━━━ Dataset ━━━
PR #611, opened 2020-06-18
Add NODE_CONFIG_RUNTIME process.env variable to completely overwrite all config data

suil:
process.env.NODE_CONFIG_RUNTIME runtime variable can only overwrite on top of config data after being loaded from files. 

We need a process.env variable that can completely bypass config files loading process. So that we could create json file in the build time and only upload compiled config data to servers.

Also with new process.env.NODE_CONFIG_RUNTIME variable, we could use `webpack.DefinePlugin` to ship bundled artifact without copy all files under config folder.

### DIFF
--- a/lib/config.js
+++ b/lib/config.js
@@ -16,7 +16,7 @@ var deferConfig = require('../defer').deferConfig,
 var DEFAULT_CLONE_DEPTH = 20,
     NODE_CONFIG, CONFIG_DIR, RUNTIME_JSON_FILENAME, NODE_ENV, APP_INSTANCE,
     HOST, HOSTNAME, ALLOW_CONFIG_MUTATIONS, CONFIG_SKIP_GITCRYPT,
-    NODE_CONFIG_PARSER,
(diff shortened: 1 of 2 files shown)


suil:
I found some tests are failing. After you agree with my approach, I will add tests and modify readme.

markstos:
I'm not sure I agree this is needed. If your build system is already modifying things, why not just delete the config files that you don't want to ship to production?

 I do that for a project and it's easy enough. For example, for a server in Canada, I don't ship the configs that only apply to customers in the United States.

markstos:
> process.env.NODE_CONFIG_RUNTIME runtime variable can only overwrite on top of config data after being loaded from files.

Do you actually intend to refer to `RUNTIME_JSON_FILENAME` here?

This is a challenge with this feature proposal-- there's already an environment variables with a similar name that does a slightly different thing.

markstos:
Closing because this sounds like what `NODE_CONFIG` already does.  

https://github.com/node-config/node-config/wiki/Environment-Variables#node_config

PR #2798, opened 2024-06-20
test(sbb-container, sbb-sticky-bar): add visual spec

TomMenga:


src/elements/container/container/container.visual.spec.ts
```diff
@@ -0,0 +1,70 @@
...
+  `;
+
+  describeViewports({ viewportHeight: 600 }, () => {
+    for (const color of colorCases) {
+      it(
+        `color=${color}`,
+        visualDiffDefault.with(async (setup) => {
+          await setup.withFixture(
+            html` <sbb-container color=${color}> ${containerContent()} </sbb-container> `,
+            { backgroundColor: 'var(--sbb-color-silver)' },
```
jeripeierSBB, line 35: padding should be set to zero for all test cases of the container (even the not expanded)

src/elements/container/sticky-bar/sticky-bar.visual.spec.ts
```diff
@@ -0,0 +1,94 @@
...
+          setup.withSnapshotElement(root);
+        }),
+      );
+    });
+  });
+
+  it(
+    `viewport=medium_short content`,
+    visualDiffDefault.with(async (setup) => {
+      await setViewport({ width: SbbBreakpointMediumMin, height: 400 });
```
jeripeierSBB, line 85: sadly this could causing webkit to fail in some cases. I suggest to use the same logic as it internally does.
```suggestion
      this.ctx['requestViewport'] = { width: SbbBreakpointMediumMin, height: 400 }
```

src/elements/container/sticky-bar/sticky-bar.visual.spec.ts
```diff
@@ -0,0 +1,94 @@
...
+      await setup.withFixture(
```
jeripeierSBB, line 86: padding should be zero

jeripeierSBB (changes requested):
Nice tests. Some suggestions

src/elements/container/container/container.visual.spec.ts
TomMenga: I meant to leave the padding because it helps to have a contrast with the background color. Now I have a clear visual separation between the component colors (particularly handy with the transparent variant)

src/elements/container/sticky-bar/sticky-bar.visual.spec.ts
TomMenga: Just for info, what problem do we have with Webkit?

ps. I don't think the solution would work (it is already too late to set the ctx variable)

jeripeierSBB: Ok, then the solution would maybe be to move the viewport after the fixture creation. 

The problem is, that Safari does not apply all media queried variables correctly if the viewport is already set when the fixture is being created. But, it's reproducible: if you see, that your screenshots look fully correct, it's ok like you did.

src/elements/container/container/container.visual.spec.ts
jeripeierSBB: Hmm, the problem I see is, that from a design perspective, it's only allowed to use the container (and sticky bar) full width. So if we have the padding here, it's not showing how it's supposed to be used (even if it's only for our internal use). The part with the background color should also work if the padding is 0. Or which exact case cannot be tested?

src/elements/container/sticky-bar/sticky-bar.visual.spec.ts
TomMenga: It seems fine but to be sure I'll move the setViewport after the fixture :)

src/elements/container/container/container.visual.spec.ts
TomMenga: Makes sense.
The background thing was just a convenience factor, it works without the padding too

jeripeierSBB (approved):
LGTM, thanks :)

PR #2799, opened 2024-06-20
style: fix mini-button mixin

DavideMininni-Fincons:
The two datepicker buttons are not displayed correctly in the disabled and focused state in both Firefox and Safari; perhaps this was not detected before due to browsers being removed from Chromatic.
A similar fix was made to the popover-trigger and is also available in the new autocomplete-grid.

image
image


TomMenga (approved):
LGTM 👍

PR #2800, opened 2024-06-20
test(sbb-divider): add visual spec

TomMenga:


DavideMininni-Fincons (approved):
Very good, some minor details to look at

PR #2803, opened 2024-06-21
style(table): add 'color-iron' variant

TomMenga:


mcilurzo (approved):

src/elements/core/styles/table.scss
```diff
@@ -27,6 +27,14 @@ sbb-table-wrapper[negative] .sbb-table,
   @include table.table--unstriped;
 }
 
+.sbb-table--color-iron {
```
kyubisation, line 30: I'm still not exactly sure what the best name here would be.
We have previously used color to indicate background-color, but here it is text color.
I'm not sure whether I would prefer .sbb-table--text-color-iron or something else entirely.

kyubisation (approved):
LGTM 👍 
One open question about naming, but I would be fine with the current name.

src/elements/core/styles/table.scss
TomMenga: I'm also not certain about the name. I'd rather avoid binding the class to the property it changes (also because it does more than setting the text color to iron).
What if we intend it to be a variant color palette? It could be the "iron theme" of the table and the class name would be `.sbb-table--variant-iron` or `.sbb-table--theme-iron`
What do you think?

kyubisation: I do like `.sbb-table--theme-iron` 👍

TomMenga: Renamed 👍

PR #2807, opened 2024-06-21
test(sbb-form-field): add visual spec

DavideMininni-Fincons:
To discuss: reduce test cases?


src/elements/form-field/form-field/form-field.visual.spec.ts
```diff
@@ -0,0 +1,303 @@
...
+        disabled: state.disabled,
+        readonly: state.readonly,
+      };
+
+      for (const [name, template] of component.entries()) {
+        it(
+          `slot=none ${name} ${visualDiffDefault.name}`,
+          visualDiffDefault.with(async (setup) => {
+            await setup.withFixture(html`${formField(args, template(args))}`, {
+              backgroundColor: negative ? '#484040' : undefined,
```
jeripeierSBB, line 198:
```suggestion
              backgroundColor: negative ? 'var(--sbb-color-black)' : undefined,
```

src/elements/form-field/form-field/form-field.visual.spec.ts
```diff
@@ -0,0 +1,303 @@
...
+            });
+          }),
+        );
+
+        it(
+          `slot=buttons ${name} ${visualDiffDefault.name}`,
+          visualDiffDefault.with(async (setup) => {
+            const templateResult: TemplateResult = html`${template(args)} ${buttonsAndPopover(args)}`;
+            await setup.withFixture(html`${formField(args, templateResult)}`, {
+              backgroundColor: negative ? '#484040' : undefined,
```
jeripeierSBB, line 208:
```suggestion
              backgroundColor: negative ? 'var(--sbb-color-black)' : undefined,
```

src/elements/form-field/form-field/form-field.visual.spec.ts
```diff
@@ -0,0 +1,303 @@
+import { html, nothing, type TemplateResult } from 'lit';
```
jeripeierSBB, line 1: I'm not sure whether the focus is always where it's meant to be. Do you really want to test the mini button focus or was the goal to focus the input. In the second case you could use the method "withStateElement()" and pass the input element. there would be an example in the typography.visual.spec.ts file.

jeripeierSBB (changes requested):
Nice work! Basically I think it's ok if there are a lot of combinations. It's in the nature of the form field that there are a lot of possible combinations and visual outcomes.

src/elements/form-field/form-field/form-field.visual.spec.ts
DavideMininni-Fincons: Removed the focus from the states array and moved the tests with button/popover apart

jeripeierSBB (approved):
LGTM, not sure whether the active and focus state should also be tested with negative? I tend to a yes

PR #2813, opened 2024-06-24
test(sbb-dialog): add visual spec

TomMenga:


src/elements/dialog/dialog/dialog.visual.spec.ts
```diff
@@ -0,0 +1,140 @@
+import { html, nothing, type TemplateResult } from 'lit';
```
━━━
Search the material for the string "overwrite" and return each line that has it.

Solution:
Add NODE_CONFIG_RUNTIME process.env variable to completely overwrite all config data
process.env.NODE_CONFIG_RUNTIME runtime variable can only overwrite on top of config data after being loaded from files. 
> process.env.NODE_CONFIG_RUNTIME runtime variable can only overwrite on top of config data after being loaded from files.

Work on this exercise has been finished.